■ Work item ■
Output exactly the lines from the one with "MarkKoz: Cancelling may" through the last line of the data below, both included, and nothing more.

......

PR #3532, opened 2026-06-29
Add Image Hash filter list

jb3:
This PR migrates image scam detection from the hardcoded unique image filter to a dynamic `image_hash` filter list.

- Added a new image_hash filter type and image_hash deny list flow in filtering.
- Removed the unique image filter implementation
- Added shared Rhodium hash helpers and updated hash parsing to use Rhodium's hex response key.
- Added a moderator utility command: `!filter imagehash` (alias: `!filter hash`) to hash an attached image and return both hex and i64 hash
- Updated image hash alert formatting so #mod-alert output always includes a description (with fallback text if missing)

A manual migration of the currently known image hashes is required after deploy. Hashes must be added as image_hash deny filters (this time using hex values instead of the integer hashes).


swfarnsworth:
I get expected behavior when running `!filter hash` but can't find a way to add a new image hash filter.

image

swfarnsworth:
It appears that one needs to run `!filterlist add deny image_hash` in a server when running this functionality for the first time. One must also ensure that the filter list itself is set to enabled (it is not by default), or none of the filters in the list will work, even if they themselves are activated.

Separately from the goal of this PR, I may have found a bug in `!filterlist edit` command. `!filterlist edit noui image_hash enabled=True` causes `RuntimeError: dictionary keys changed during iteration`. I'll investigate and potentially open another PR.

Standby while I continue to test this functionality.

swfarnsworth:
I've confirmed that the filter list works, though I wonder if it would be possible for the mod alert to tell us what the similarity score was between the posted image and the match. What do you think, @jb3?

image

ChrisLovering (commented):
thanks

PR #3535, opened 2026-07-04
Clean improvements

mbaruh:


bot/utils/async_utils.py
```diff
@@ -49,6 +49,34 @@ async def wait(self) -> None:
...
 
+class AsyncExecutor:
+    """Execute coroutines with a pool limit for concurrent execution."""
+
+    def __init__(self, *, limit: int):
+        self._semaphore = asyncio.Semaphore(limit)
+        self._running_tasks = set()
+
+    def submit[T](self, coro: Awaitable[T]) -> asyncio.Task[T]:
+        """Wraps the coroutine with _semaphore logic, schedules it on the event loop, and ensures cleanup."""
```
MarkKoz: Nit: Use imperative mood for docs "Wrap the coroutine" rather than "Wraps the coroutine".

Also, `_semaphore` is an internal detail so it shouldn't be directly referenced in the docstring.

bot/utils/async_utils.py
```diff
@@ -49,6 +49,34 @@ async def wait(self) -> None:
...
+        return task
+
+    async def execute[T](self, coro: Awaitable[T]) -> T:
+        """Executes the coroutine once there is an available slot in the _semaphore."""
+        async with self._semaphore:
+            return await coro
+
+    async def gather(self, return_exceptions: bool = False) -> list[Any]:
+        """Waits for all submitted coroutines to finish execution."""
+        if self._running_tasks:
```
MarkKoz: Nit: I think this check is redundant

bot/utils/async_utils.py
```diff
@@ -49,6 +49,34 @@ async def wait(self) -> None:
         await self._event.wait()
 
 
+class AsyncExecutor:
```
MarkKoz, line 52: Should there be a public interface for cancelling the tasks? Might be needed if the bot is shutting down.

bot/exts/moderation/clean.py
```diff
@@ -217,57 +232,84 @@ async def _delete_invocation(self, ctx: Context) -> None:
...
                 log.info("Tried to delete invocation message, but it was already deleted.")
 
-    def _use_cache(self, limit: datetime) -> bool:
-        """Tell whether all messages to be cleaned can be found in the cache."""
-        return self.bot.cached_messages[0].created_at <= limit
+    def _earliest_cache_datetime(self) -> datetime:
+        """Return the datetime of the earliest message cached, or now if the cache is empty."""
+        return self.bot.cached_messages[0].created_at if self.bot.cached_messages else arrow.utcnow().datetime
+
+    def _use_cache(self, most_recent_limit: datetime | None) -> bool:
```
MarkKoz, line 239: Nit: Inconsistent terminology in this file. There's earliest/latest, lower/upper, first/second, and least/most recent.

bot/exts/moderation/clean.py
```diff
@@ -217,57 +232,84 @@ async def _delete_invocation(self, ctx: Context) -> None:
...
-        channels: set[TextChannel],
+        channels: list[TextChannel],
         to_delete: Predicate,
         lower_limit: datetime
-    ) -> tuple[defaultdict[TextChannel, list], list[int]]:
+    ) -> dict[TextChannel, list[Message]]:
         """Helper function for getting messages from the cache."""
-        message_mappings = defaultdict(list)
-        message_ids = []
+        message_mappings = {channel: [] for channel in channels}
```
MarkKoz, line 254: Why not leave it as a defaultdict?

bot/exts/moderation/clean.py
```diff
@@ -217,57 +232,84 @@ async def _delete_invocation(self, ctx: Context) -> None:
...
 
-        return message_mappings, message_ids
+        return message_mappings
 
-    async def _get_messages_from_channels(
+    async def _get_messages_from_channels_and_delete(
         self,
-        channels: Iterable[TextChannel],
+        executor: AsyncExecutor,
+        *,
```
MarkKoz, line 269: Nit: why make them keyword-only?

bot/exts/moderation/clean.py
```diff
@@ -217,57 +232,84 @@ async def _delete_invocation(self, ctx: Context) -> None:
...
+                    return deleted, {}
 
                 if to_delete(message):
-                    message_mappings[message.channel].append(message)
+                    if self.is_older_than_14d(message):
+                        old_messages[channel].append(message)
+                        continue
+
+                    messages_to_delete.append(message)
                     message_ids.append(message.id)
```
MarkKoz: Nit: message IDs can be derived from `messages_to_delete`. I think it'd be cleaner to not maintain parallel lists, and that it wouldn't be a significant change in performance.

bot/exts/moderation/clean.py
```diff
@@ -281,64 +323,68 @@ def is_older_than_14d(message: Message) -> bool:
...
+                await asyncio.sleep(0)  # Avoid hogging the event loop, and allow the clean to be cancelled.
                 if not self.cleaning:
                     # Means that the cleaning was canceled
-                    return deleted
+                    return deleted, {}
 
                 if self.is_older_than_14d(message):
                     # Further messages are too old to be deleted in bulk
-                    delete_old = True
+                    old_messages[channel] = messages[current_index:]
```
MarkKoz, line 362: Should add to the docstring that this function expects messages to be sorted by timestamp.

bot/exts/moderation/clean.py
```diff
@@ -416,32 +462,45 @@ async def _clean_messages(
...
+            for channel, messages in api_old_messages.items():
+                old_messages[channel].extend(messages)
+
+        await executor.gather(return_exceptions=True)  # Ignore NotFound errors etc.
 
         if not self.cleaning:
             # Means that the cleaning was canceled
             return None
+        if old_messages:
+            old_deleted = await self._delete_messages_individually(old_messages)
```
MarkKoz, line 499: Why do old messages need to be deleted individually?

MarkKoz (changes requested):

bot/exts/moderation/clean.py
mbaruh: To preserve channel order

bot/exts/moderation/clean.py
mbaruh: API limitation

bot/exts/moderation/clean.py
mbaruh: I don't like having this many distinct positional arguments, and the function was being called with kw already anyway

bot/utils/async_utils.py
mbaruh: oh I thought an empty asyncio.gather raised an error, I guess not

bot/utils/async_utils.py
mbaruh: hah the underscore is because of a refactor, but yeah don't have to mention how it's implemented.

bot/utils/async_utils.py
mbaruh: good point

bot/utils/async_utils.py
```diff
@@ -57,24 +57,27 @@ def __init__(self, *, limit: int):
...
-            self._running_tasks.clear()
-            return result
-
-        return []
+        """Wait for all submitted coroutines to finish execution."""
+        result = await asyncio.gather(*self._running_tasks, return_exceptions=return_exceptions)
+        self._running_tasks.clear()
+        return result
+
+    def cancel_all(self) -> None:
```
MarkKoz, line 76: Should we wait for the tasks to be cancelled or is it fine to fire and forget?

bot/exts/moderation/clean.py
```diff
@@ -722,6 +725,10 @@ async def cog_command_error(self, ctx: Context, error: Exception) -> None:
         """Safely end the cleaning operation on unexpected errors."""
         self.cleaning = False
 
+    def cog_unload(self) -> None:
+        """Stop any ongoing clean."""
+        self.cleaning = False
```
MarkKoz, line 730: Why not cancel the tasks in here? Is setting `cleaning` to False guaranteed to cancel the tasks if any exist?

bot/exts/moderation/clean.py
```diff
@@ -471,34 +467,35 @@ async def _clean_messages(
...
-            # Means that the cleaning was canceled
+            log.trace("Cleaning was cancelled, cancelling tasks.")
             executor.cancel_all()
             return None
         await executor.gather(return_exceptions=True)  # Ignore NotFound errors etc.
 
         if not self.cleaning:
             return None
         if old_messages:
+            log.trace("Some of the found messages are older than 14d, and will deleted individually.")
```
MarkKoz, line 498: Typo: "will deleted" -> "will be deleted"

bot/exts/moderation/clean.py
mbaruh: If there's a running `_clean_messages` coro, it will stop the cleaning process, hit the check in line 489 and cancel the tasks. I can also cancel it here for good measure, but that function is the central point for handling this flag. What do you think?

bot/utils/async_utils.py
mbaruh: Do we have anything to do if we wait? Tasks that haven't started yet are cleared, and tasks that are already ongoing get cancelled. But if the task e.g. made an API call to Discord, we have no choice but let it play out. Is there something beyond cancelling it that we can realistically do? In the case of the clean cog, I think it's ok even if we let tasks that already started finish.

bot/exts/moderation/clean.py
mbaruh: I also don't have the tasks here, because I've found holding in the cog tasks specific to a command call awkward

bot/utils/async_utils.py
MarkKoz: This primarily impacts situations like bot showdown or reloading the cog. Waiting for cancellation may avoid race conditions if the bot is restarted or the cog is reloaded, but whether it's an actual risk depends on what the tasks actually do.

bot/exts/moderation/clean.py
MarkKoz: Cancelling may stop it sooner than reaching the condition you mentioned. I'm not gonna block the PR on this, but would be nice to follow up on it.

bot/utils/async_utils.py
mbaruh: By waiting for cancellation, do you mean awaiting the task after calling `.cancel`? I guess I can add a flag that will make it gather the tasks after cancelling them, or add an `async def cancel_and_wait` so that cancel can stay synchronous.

......

■ Finished exercise ■
MarkKoz: Cancelling may stop it sooner than reaching the condition you mentioned. I'm not gonna block the PR on this, but would be nice to follow up on it.

bot/utils/async_utils.py
mbaruh: By waiting for cancellation, do you mean awaiting the task after calling `.cancel`? I guess I can add a flag that will make it gather the tasks after cancelling them, or add an `async def cancel_and_wait` so that cancel can stay synchronous.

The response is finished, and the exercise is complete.